(Collected data)
*** Block opens ***
PR #1694, opened 2025-02-05
Bun --watch flag issue

jtenner:
Hey! Thank you for this amazing software.

The only issue I had was an issue with `bun` when using the `--watch` flag.

When the compilation of a given module fails with a syntax error, it prevents the plugin from generating any more modules. This breaks the `--watch` flag features.

Instead of failing, it makes sense to catch the error, log it to stderr, and then use a previously cached version of that module.

Features added:

- Bugfix: Prevent plugin from crashing
- Bugfix: Report errors to console for end users

A few questions:

1. Is there a specific coding style I should conform to? Or is this solution fine?
2. How can we "test" this, or should we just accept that it can't be tested well?

To try it out locally:

1. [Install Bun](https://bun.sh/)
2. Initialize a bun project `bun init -y`
3. Add `bunfig.toml` with `preload = ["./dist/bun-civet.mjs"]`
4. Create `index.civet` with `Bun.write "./test.txt", "Hello world!"`
5. `bun --watch index.civet`
6. Add a syntax error (like a bunch of `=`'s) and change the `"Hello world!"` string to something else
7. Notice that `./text.txt` remains unmodified
8. Remove the syntax errors from `index.civet`
9. Check `./text.txt` for the corresponding changes

I'm very happy to help or make modifications.

### DIFF
--- a/source/bun-civet.civet
+++ b/source/bun-civet.civet
@@ -17,19 +17,23 @@ import { plugin, file } from 'bun'
 await plugin {
   name: 'Civet loader'
   setup(builder)
-    { compile } := await import('./main.mjs')
+    { compile } := await import './main.mjs'
     //transpiler := new Transpiler loader: 'tsx'
-
-    builder.onLoad filter: /\.civet$/, ({path}) =>
-      source := file path |> .text() |> await
-      // Compiling and running at the same time, so enable comptime
-      // to ensure any async promises get resolved
-      contents .= await compile source, comptime: true
-      // Transpile directly as workaround to loader spec below not working
-      //contents = await transpiler.transform contents
-
-      return {
-        contents
-        loader: 'tsx'
-      }
+    const cache = new Map<string, string>
+    builder.onLoad filter: /\.civet$/, ({ path }) =>
+      contents:
+        try
+          source := file path |> .text() |> await
+          // Compiling and running at the same time, so enable comptime
+          // to ensure any async promises get resolved
+          contents .= await compile source, comptime: true
+          // Transpile directly as workaround to loader spec below not working
+          // contents = await transpiler.transform contents
+          cache.set path, contents
+          contents
+        catch ex
+          // log the error, use the cache or an empty module
+          console.error ex
+          (cache.get path) ?? 'void 0'
+      loader: 'tsx'
 }


source/bun-civet.civet
```diff
@@ -17,19 +17,23 @@ import { plugin, file } from 'bun'
...
-      // to ensure any async promises get resolved
-      contents .= await compile source, comptime: true
-      // Transpile directly as workaround to loader spec below not working
-      //contents = await transpiler.transform contents
-
-      return {
-        contents
-        loader: 'tsx'
-      }
+    const cache = new Map<string, string>
```
edemaine, line 22:
```suggestion
    cache := new Map<string, string>
```

edemaine (commented):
*** Block closes ***
(Task instructions): The entries above must be returned in full, exactly as shown.

(Solution to this problem):
PR #1694, opened 2025-02-05
Bun --watch flag issue

jtenner:
Hey! Thank you for this amazing software.

The only issue I had was an issue with `bun` when using the `--watch` flag.

When the compilation of a given module fails with a syntax error, it prevents the plugin from generating any more modules. This breaks the `--watch` flag features.

Instead of failing, it makes sense to catch the error, log it to stderr, and then use a previously cached version of that module.

Features added:

- Bugfix: Prevent plugin from crashing
- Bugfix: Report errors to console for end users

A few questions:

1. Is there a specific coding style I should conform to? Or is this solution fine?
2. How can we "test" this, or should we just accept that it can't be tested well?

To try it out locally:

1. [Install Bun](https://bun.sh/)
2. Initialize a bun project `bun init -y`
3. Add `bunfig.toml` with `preload = ["./dist/bun-civet.mjs"]`
4. Create `index.civet` with `Bun.write "./test.txt", "Hello world!"`
5. `bun --watch index.civet`
6. Add a syntax error (like a bunch of `=`'s) and change the `"Hello world!"` string to something else
7. Notice that `./text.txt` remains unmodified
8. Remove the syntax errors from `index.civet`
9. Check `./text.txt` for the corresponding changes

I'm very happy to help or make modifications.

### DIFF
--- a/source/bun-civet.civet
+++ b/source/bun-civet.civet
@@ -17,19 +17,23 @@ import { plugin, file } from 'bun'
 await plugin {
   name: 'Civet loader'
   setup(builder)
-    { compile } := await import('./main.mjs')
+    { compile } := await import './main.mjs'
     //transpiler := new Transpiler loader: 'tsx'
-
-    builder.onLoad filter: /\.civet$/, ({path}) =>
-      source := file path |> .text() |> await
-      // Compiling and running at the same time, so enable comptime
-      // to ensure any async promises get resolved
-      contents .= await compile source, comptime: true
-      // Transpile directly as workaround to loader spec below not working
-      //contents = await transpiler.transform contents
-
-      return {
-        contents
-        loader: 'tsx'
-      }
+    const cache = new Map<string, string>
+    builder.onLoad filter: /\.civet$/, ({ path }) =>
+      contents:
+        try
+          source := file path |> .text() |> await
+          // Compiling and running at the same time, so enable comptime
+          // to ensure any async promises get resolved
+          contents .= await compile source, comptime: true
+          // Transpile directly as workaround to loader spec below not working
+          // contents = await transpiler.transform contents
+          cache.set path, contents
+          contents
+        catch ex
+          // log the error, use the cache or an empty module
+          console.error ex
+          (cache.get path) ?? 'void 0'
+      loader: 'tsx'
 }


source/bun-civet.civet
```diff
@@ -17,19 +17,23 @@ import { plugin, file } from 'bun'
...
-      // to ensure any async promises get resolved
-      contents .= await compile source, comptime: true
-      // Transpile directly as workaround to loader spec below not working
-      //contents = await transpiler.transform contents
-
-      return {
-        contents
-        loader: 'tsx'
-      }
+    const cache = new Map<string, string>
```
edemaine, line 22:
```suggestion
    cache := new Map<string, string>
```

edemaine (commented):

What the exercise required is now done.